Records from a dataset

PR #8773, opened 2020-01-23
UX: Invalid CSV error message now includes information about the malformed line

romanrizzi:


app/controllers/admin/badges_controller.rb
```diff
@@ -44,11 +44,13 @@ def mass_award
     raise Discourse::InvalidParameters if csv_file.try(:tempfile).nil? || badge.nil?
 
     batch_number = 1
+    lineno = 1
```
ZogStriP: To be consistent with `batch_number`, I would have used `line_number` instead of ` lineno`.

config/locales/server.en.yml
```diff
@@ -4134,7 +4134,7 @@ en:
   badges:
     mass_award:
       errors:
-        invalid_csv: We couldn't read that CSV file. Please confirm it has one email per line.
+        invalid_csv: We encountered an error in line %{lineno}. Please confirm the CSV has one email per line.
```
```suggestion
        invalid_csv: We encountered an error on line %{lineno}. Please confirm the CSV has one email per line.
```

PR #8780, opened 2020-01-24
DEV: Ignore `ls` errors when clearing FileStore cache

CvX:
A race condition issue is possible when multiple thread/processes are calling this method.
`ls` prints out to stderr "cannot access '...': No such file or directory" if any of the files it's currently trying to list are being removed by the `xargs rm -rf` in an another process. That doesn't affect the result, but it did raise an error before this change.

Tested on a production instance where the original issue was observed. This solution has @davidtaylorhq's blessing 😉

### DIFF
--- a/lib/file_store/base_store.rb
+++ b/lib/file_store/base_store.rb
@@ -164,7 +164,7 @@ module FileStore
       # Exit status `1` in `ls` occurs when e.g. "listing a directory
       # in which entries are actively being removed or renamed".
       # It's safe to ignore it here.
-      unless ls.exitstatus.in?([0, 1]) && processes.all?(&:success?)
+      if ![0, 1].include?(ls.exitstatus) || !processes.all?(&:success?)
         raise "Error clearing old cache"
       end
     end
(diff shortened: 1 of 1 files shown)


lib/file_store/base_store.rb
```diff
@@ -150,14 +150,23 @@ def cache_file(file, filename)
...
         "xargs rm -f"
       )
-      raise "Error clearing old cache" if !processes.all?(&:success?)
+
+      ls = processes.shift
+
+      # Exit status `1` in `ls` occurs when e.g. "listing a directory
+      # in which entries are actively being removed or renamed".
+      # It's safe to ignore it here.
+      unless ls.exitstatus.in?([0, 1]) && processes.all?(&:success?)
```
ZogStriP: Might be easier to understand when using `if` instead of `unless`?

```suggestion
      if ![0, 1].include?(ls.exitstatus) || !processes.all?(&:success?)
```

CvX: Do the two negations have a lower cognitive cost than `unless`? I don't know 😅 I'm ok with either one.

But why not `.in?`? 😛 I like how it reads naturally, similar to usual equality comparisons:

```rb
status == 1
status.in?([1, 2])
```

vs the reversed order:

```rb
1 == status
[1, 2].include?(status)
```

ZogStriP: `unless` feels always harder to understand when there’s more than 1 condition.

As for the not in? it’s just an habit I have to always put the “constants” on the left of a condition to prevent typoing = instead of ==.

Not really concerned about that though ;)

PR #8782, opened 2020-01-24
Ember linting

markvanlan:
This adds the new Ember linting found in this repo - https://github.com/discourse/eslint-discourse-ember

Exercise prompt
Word-for-word copies of all the records are required.

Answer to the exercise
PR #8773, opened 2020-01-23
UX: Invalid CSV error message now includes information about the malformed line

romanrizzi:


app/controllers/admin/badges_controller.rb
```diff
@@ -44,11 +44,13 @@ def mass_award
     raise Discourse::InvalidParameters if csv_file.try(:tempfile).nil? || badge.nil?
 
     batch_number = 1
+    lineno = 1
```
ZogStriP: To be consistent with `batch_number`, I would have used `line_number` instead of ` lineno`.

config/locales/server.en.yml
```diff
@@ -4134,7 +4134,7 @@ en:
   badges:
     mass_award:
       errors:
-        invalid_csv: We couldn't read that CSV file. Please confirm it has one email per line.
+        invalid_csv: We encountered an error in line %{lineno}. Please confirm the CSV has one email per line.
```
```suggestion
        invalid_csv: We encountered an error on line %{lineno}. Please confirm the CSV has one email per line.
```

PR #8780, opened 2020-01-24
DEV: Ignore `ls` errors when clearing FileStore cache

CvX:
A race condition issue is possible when multiple thread/processes are calling this method.
`ls` prints out to stderr "cannot access '...': No such file or directory" if any of the files it's currently trying to list are being removed by the `xargs rm -rf` in an another process. That doesn't affect the result, but it did raise an error before this change.

Tested on a production instance where the original issue was observed. This solution has @davidtaylorhq's blessing 😉

### DIFF
--- a/lib/file_store/base_store.rb
+++ b/lib/file_store/base_store.rb
@@ -164,7 +164,7 @@ module FileStore
       # Exit status `1` in `ls` occurs when e.g. "listing a directory
       # in which entries are actively being removed or renamed".
       # It's safe to ignore it here.
-      unless ls.exitstatus.in?([0, 1]) && processes.all?(&:success?)
+      if ![0, 1].include?(ls.exitstatus) || !processes.all?(&:success?)
         raise "Error clearing old cache"
       end
     end
(diff shortened: 1 of 1 files shown)


lib/file_store/base_store.rb
```diff
@@ -150,14 +150,23 @@ def cache_file(file, filename)
...
         "xargs rm -f"
       )
-      raise "Error clearing old cache" if !processes.all?(&:success?)
+
+      ls = processes.shift
+
+      # Exit status `1` in `ls` occurs when e.g. "listing a directory
+      # in which entries are actively being removed or renamed".
+      # It's safe to ignore it here.
+      unless ls.exitstatus.in?([0, 1]) && processes.all?(&:success?)
```
ZogStriP: Might be easier to understand when using `if` instead of `unless`?

```suggestion
      if ![0, 1].include?(ls.exitstatus) || !processes.all?(&:success?)
```

CvX: Do the two negations have a lower cognitive cost than `unless`? I don't know 😅 I'm ok with either one.

But why not `.in?`? 😛 I like how it reads naturally, similar to usual equality comparisons:

```rb
status == 1
status.in?([1, 2])
```

vs the reversed order:

```rb
1 == status
[1, 2].include?(status)
```

ZogStriP: `unless` feels always harder to understand when there’s more than 1 condition.

As for the not in? it’s just an habit I have to always put the “constants” on the left of a condition to prevent typoing = instead of ==.

Not really concerned about that though ;)

PR #8782, opened 2020-01-24
Ember linting

markvanlan:
This adds the new Ember linting found in this repo - https://github.com/discourse/eslint-discourse-ember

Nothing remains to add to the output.